Wozu diese Erwartungen ganz sicher nicht beitragen, ist die Überwindung stereotyper Denkweisen über die Geschlechter und Kulturen. Anstatt das Individuum zum Ausgangspunkt der Politik zu machen, stellt man die Stereotype auf den Kopf und ordnet nunmehr allem Weiblichen beziehungsweise Anderskulturellen positive und allem Männlichen beziehungsweise Eigenkulturellen – man denke an die allgegenwärtige Verwendung der abwertenden Bezeichnung „alte weiße Männer“ – negative Eigenschaften zu. Sexismus und Rassismus erhalten also lediglich eine neue Funktionsbeschreibung: Beide dienen jetzt dazu, die Opferseite moralisch zu ermächtigen und die Schuldseite moralisch zu verpflichten. Da diese neuen Formen ein Produkt der identitätslinken Läuterungsagenda sind, sollen sie als Läuterungssexismus beziehungsweise Läuterungsrassismus bezeichnet werden, um sie von „traditionellen“ Formen abzugrenzen.

Darüber hinaus zeigt das Ballettbeispiel, dass die Entrepreneure, wenn es ihrem Eigeninteresse entspricht, nicht davor zurückschrecken, eine Opferhierarchie zu etablieren und unterschiedliche Statusgruppen innerhalb dieser Hierarchie in einen Konkurrenzkampf um Aufmerksamkeit und gesellschaftliche Ressourcen zu schicken.
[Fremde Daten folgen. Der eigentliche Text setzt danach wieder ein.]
PR #1704, opened 2019-12-16
Blackduck Component Risk (License and Security Risk)

Apipia:
# Changes
Because Blackduck is designed to scan an application for the components it's importing and check them for vulnerable versions and license risks, I felt that a change to the resulting Findings to more closely align with that model was necessary. 
1. Findings are either Security Risks or License Risks
2. Security risks contain details about the risks in the description, but the solutions/mitigation is to update to a secure version.
3. License risks are created based on the components csv and the description has details from the csv file about the license in use.
4. No longer require the source csv, instead the components csv is needed. 
5. Does not support uploading a csv file by itself, it needs the zip file that contains both security and components csv.

blackduck_v2_findings
Here is an example of how findings are displayed.

blackduck_v2_license
This is an example of a license risk finding and its description.

blackduck_v2_secdesc
This is an example of the description of a Security risk finding and its description.

# Looking for Feedback:
### models.py
Because these findings don't contain a CWE, CVE, or Line number; as well as the fact that for each package, the FilePath being use is the same, each finding will be considered a "Similar Finding" with every other finding. This Similar Finding's function is defined in `dojo/models.py`. I have updated it to include a unique_id_from_tool to avoid this issue. Looking for feedback on this.

### The name
Wasn't sure what else to call it besides V2. It ingests the same kind of report as the other Blackduck integration, but represents the findings much differently.

### License Risk Severity
Currently I have it hardcoded to High. Not sure the best way to handle this, I don't want to decree that all license risks should be considered High for everyone.

## To Test:
[blackduck_hub_v2.zip](https://github.com/DefectDojo/django-DefectDojo/files/3963018/blackduck_hub_v2.zip)
Zip file only contains necessary files and the ProjectPath is fictional.


madchap:
Will certainly take a deeper look next week, I should have more time. 

Glancing at it, looks OK to have a complete different v2 version until we could eventually deprecate the other one. And also to have someone like @Apipia who's apparently on the ball there for this :) (I don't use blackduck at all so).

Apipia:
Travis says chrome crashed during some selenium test.. how can I run travis again?

madchap:
Closed and re-opened to trigger Travis again.

madchap:
`forms.py` was not updated to have this new scanner show in the dropdown selection box. Was that intentional?

madchap:
Also missing an addition to fixture `test_type.json`.

Apipia:
> Also missing an addition to fixture `test_type.json`.

Should be good to go now. Lmk if you see anything else.

madchap:
So I am still unsure on whether bending the current model to risk is a good thing.

If I understand correctly, the latest `dev` "version 1" of the Blackduck scanner now does all the vulnerabilities correctly, including backward compatible format and new format and this v2 does the same.

For clarity's sake, do you think we should rather decouple the vulnerabilities and risks in their own parsers? That would be leave the v1 parser as is, and your v2 (to be renamed) here would solely be dedicated to managing the risk part. Therefore, people interested in this part would know exactly what to look for and there is no surprise. I would probably be more in favor of that.

I am sure some people will like/need the risk part that you bring up, but the current defectdojo model is not necessarily suited for that. Maybe there needs to be a deeper discussion around the model if we ever want to integrate these kind of findings in the future.

@Maffooch thoughts?

Apipia:
I see where you're coming from but let me just take one more crack at this before we decide.
Blackduck is not a tool for scanning code for vulnerabilities like a static code analysis tool. A team would not purchase Blackduck to find SQL injection or any other code vulnerabilities. A team purchases Blackduck to scan builds and looks at the **packages (components)** that are imported and used to make sure that they are not at a version that has vulnerabilities, and that they do not have any license risk associated with them. 
If Blackduck finds something, the mitigation is always to go and update the version (if its vulnerable) or find another component (if there is license risk). The "vulnerabilities" imported in version 1 of the blackduck importer are _not vulnerabilities in **your** code_, they're vulnerabilities in the packages/components that you are importing. The fact that Blackduck tells you what the vulnerabilities are in one of these vulnerable versions of a component is a kind of added bonus. Reporting those as findings, in my opinion, is a little misleading. It's not like you can fix those vulnerabilities (they exist in the code base of a component you're importing). 

So version 1 says: "Hey you've got a few CVE's in your code, you need to fix those CVE's". My version 2 says: "Hey you've got a vulnerable version of a component (foo version 2.1.0) that has a few CVE's in it, you need to update that component."

madchap:
A lot of tools will indeed focus on the OWASP A9, using components with known vulnerabilities.

> So version 1 says: "Hey you've got a few CVE's in your code, you need to fix those CVE's". My version 2 says: "Hey you've got a vulnerable version of a component (foo version 2.1.0) that has a few CVE's in it, you need to update that component."

I would still create a finding per CVE as to comply with the current model as it stands, instead of having it all in the description field, only be it from a "data model" point of view. It will also make it harder (impossible?) for dedupe and harder for search. You can still aggregate these individual findings later to a component level for reporting needs. But I guess what you've tried to achieve here is to just give it another "view" in the end? If so, maybe there would be some other solution? (like a new view to pivot on data?)

(I also tried to ingest the v1 sample files, but none of them make the new parser happy -- just a note)

Apipia:
> (I also tried to ingest the v1 sample files, but none of them make the new parser happy -- just a note)
Well I mentioned above that this new version does not work with only one file as a csv, and that I've coded it to take the zip file generated from blackduck. So the original csv files that worked with v1 don't work here.

It just seems to me that Defect Dojo is designed to aggregate the data/findings from all of the application security tools out there into one place, and the results here should line up with the tool's representation. 
In our use-case, Fortify may detect some vulnerable code in the source during static code analysis and generate a finding. Then DefectDojo should show exactly that, a line, a line number, etc. Blackduck detects that some dependency is at an old version and that version has some vulnerabilities, creating a finding in blackduck that lists the dependency, it's version, and any license risk. So, it's my (and my team's) opinion, that DefectDojo should display exactly that, the dependency, it's version, etc. We don't exactly care about the vulnerabilities inside the dependency, it's not actionable information. 
Creating a JIRA ticket for this item for the developers that own it would be silly, we can't do it. Although a JIRA ticket saying "hey you're importing this old vulnerable component you need to update it (btw it has these CVE's)" is actionable.

That being said, I'm perfectly fine just keeping it as a separate parser and naming it something like BlackDuck Hub Risk or whatever we decide. We're going to use this for our purposes as it more aligns with what we need in our reporting and metrics, i.e. Vulnerable version of a component = finding/vulnerability.

> Maybe there needs to be a deeper discussion around the model if we ever want to integrate these kind of findings in the future.
I definitely think that not every finding from the different application security tools that exist are going to fit a model like CVE, Line, file, line number, etc. I think DD's representation of findings needs to be flexible. Trying to take a representation of a finding from a tool and force it to have this specific representation is like trying to put a square peg through a round hole. 

(I'm sorry for this novel of a reply 😅)

Maffooch:
This looks good to me. I don't think it should be V2 parser unless both versions can be used reliably under a single parser. Seems like they are doing things slightly different anyways. The idea @madchap had for an extension of BlackDuck is probably the best way go.

The license issue is neat and definitely could be useful to those worried about that info. I don't see any huge differences in here that digress away from the finding model. Similar with the security risk finding, it be super cumbersome to have individual findings for each CVE found in a package. There is not a lot (if anything) to be done to fix those issues. Deduplication would not work here whatsoever though. I guess the tradeoff is either triage tons of CVE findings from the same package or not have deduplication.

I think scrapping deduplication would be the most practical since it would allow all new changes to be seen. Manually looking at all results is going to happen one way or other. Comes down to the lesser evil.

Apipia:
Alright, works for me. Only question I have then is what do we name this parser?
Blackduck Component and License Risk (bit of a mouthful)
Blackduck Component Risk?

Apipia:
I'll fix the merge conflicts once we know what it's called, since I'll have to change it all anyway.

Maffooch:
BlackDuck Competent Risk sounds good. @madchap is all this cool with you?

madchap:
I am cool with it ;-)

Maffooch:
Bet. @Apipia you know what to do! I'll approve afterwards.

Apipia:
Merged in dev and some stuff caught fire so this may take some time. Hopefully I'll have this ready by tomorrow

Issue #1657, opened 2019-11-16
All fortify issues are not reflecting in DefectDojo


amrityam:
**Bug description**
I am uploading the XML report exported from Fortify SCA 19.10 and 17.20 to DefectDojo. Instead of showing all the vulnerabilities from each category,  DefectDojo is showing one vulnerability from each category.

**Steps to reproduce**
1.For a product navigate to Findings tab and click on import scan results.
2.Fill up the required details and choose scan type as Fortify Scan and upload the xml file generated by fortify
3.After successful upload, one can see DefectDojo is showing one vulnerability from each fortify  scan category instead of showing all vulnerabilities from all category.

XML was generated by using below command.
ReportGenerator -format XML -template "DefaultReportDefinition.xml" -f "C:\Demo\SourceCode\WebGoat-Legacy\WebGoat_Fortify_DefaultReportDefinition.xml" -source  "C:\Demo\SourceCode\WebGoat-Legacy\webgoat6-cli.fpr"

Please note for other -template types like DeveloperWorkbook.xml or OWASP2013.xml , while uploading the xml files in DefectDojo, Server Error (500) is coming. 

**Expected behavior**
DefectDojo must show all the fortify reported vulnerabilites.

**Deployment method** *(select with an `X`)*
- [x] Docker

**Environment information**
 - Operating System: [e.g. Ubuntu 18.04]
[files.zip](https://github.com/DefectDojo/django-DefectDojo/files/3854428/files.zip)

**Sample scan files** (optional)
Attached

ptrovatelli:
Hello @amrityam . 
It seems that this parser was done for that "defaultReportDefinition" report which doesn't have all the details. 
The structure is quite strange actually: it gives counts for a given type of vulnerability and then gives a couple of random files concerned, but not all: 
```
                    <GroupingSection count="4">
                        <groupTitle>Command Injection</groupTitle>

(...)
                        <Issue iid="2390CF7C0D738E2BE2F968716E8C1539" ruleID="1C7A212C-7723-452B-97D5-4D94EC85829E">
                            <Category>Command Injection</Category>

(...)
                            <Primary>
                                <FileName>WSDLScanning.java</FileName>
                                <FilePath>src/main/java/org/owasp/webgoat/lessons/WSDLScanning.java</FilePath>
(...)
                            </Primary>
                            <Source>
                            <FileName>ParameterParser.java</FileName>
```

[...]

PR #1706, opened 2019-12-17
Fortify Parser Overhaul

Apipia:
# Changes
Fortify parser now contains the following information:
1. Abstract details (short definition)
2. Explanation (of finding)
3. Snippet
4. Source details (if available)
5. Mitigation with Recommendation and Tips (if available)

Fortify parser now also creates a single Finding from each issue in the XML (rather than trying to collect them all into buckets)

# Screenshots
findings_list
List of Findings

finding_details
Details of a finding

desc_explanation
Description containing an Explanation

mitigation
Mitigation information for a finding

# Testing
I used [this](https://github.com/JoyChou93/java-sec-code) code to create an FPR with Fortify, generated the XML and uploaded it for a total of 324 Findings. (334 were created, 10 were removed for deduplication, which I verified and am satisfied with). The XML is also added to the repo for unit tests, but I'll include it here:
[java-sec-code.txt](https://github.com/DefectDojo/django-DefectDojo/files/3975415/java-sec-code.txt)

# Notes
There are some details in the README located in the dojo/tools/fortify folder that provide information on how to generate an XML from an FPR with _all issues_. I have even included the XML for the ReportGenerator that one can use to with ReportGeneration to get all issues. Shout-out to @dougmorato for help with that.

### DIFF
--- a/dojo/tools/fortify/DefaultReportDefinitionAllIssues.xml
+++ b/dojo/tools/fortify/DefaultReportDefinitionAllIssues.xml
@@ -1,0 +1,184 @@
+<?xml version="1.0" encoding="UTF-8" standalone="yes"?>
+<ReportDefinition type="standard" ID="fortifySecurityReport">
+	<TemplateName>Fortify Security Report</TemplateName>
+	<TemplatePath></TemplatePath>
+	<LogoPath>/MF_logo.jpg</LogoPath>
+	<Footnote>Copyright 2018 Micro Focus or one of its affiliates.</Footnote>
+	<ReportSection enabled="true" optionalSubsections="false">
+		<Title>Executive Summary</Title>
+		<SubSection enabled="true">
+			<Title>Issues Overview</Title>
+			<Description>This section provides an overview of the issues uncovered during analysis. The report covers a summary of vulnerability categories discovered by the tool. The auditor should augment this section with higher-level conclusions derived from human review of the application (including architecture reviews,	black-box testing, compliance issues, etc.)</Description>
+			<Text>On $SCAN_DATE$, a source code review was performed over the $PROJECT_NAME$ code base. $SCAN_SUMMARY$ were scanned and reviewed for defects that could lead to potential security vulnerabilities. A total of $TOTAL_FINDINGS$ reviewed findings were uncovered during the analysis.</Text>
+		</SubSection>
+		<SubSection enabled="true">
+			<Title>Issue Summary by Fortify Priority Order</Title>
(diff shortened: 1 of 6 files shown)


madchap:
Dumb question probably, are the changes proposed here backward compatible? If not, should they?

Apipia:
> Dumb question probably, are the changes proposed here backward compatible? If not, should they?

Great question. Not they’re not _entirely_ backwards compatible. Since the original version creates one finding per “bucket” and (attempts to) put details of each individual instance (line no and file path) in the description. This change would make an individual finding for each issue. Which feels more like how defect dojo is intended to be used since each finding has a file path and line number. 

As far as “should it be backwards compatible”, Its not really possible. But I feel this is the most appropriate way to implement it. Definitely open to suggestions and feedback though.

Maffooch:
This is a huge improvement. It doesn't seem like backwards compatibility would be an issue here since the format of the fortify scans hasn't changed. Looks like this is just reorganization of everything in a more useful manner. Is that correct @Apipia?

Apipia:
> This is a huge improvement. It doesn't seem like backwards compatibility would be an issue here since the format of the fortify scans hasn't changed. Looks like this is just reorganization of everything in a more useful manner. Is that correct @Apipia?

Well if you had findings imported from fortify already, when this gets merged those will probably need to be deleted. If you had multiple files/line_no's of a vulnerability, say: "Password Management: Password in Configuration File Environment", the current fortify parser would create ONE finding called "Password Management: Password in Configuration File Environment" and place all line numbers, file paths, etc, into the description. (though it was slightly bugged).
Now it will create a separate finding for each file/line_no combination, each called: "Password Management: Password in Configuration File Environment - file.java: 23" with a file and line number.

So it's a grey area, but I believe it does a better job than the previous parser, especially given a concern I've seen already in bug #1657, as this WILL create a finding for each issue.

The question is simply this: Would we (the community) prefer a Finding be an individual issue (line number and file pair)? Or a type of vulnerability (Say SQLi) and the description contain all of the line numbers and file paths? Personally I prefer the former.

Maffooch:
Gotcha. The former is definitely preferred in my opinion. This would also allow for deduplication here as well. Im onboard!

devGregA:
This seems like an improvement. It won't effect previous findings dedupe just won't work on 'legacy' fortify findings. Happy to merge. @madchap @Maffooch anyone second?

ashishf6:
@Apipia Can you provide me the command to generate report in xml format from fpr in fortify.

Issue #5236, opened 2021-10-07
Filters for Findings have no dropdowns


StefanFl:
**Bug description**
When you open the filters in any of the Finding lists, the dropdown fields (Date, Product, ...) have no dropdowns and cannot be selected.

Report by @37b on Slack: https://owasp.slack.com/archives/C2P5BA8MN/p1633566424351200

StefanFl:
might have been caused by #5170

PR #5245, opened 2021-10-07
add some basic dropdown tests

valentijnscholten:
to help prevent regressions like https://github.com/DefectDojo/django-DefectDojo/issues/5236 I added some basic tests to click on these dropdowns during the integration tests.
funny thing is that even selenium seems to think the dropdown is working normally, as it succesfully is able to select a visible "High" text, even it's not visible to the human eye :-)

Anders gesagt: Wenn es opportun ist, haben sie kein Problem damit, Opfergruppen in höher- und niederwertigere zu spalten. Auch auf diese Weise tragen sie zur Spaltung der Gesellschaft bei.

Was passiert, wenn Identität wichtiger ist als Leistung?

Bleibt noch zu fragen: Was passiert längerfristig mit Personen, wenn sie wissen, dass sie aufgrund eines Gruppenmerkmals als Benachteiligte gesehen werden – und sich selbst so sehen – und deshalb Ansprüche erheben sowie Vorteile in Anspruch nehmen können? Welche Folgen hat es, wenn sich Menschen in einer Leistungsgesellschaft wie der unseren durch die Möglichkeit der Delegierung von Verantwortung in eine passive Rolle drängen lassen und sich bei ihnen der Eindruck festsetzt, Identität sei wichtiger als Leistung? Was passiert mit einer Gesellschaft, wenn Menschen aufgrund des ihnen zugewiesenen beziehungsweise von ihnen beanspruchten Opferstatus eine unrealistische Anspruchshaltung gegenüber der Schuldseite entwickeln, welche diese nie erfüllen kann, selbst wenn sie wollte?

Empirische Studien aus den Vereinigten Staaten zeigen, dass die Aufwärtsmobilität von Afroamerikanern durch die identitätslinke Opfer-Schuld-Symbiose Schaden nahm: Denn wer verinnerlicht hat, dass für das eigene Vorankommen zuallererst andere verantwortlich sind, kann nicht das für Aufstiegsprozesse notwendige Selbstvertrauen in die eigenen Fähigkeiten entwickeln. Unerfüllte Aufstiegserwartungen wurden allzu oft einseitig der Schuldseite angelastet und als Zeichen für fortbestehenden Rassismus interpretiert, was zur Zementierung der Opferhaltung beigetragen hat. Dieser Prozess hat die Spaltung der amerikanischen Gesellschaft entlang von Opfer- und Schuldidentitäten über die Jahrzehnte zunehmend vertieft.

Wir sollten nicht abwarten, bis sich all die negativen, verabsolutierten Gleichheitsidealen entspringenden Konsequenzen auch in Deutschland manifestieren. In einer Gesellschaft, in der alle freien Zugang zu allen Positionen haben, heißt Freiheit zu ertragen auch ungleiche Chancennutzung zu ertragen. Dementsprechend sollten in einem freiheitlichen Staat die Entfaltungschancen des Individuums als Maßstab für den gesellschaftlich verwirklichten Grad an Freiheit, Gleichheit und Gerechtigkeit gelten und nicht die Erfüllung identitätspolitisch motivierter Quoten. Was Staat und Gesellschaft sicherzustellen haben, ist, dass Chancen auch genutzt werden können, dass es also zu keinen Diskriminierungen aufgrund von Gruppenmerkmalen kommt. Der Staat hat sich aber dabei herauszuhalten, wie Menschen diese Chancen nutzen. Greift er hier ein, verletzt er unweigerlich die Freiheit des einen zugunsten der Gleichheit des anderen. Und je mehr er eingreift, umso mehr verwandelt er sich in einen illiberalen Interventionsstaat. Kurzum: Staat und Gesellschaft sollten sich auf Antidiskriminierung konzentrieren und von identitätspolitischer Repräsentationspolitik Abstand nehmen.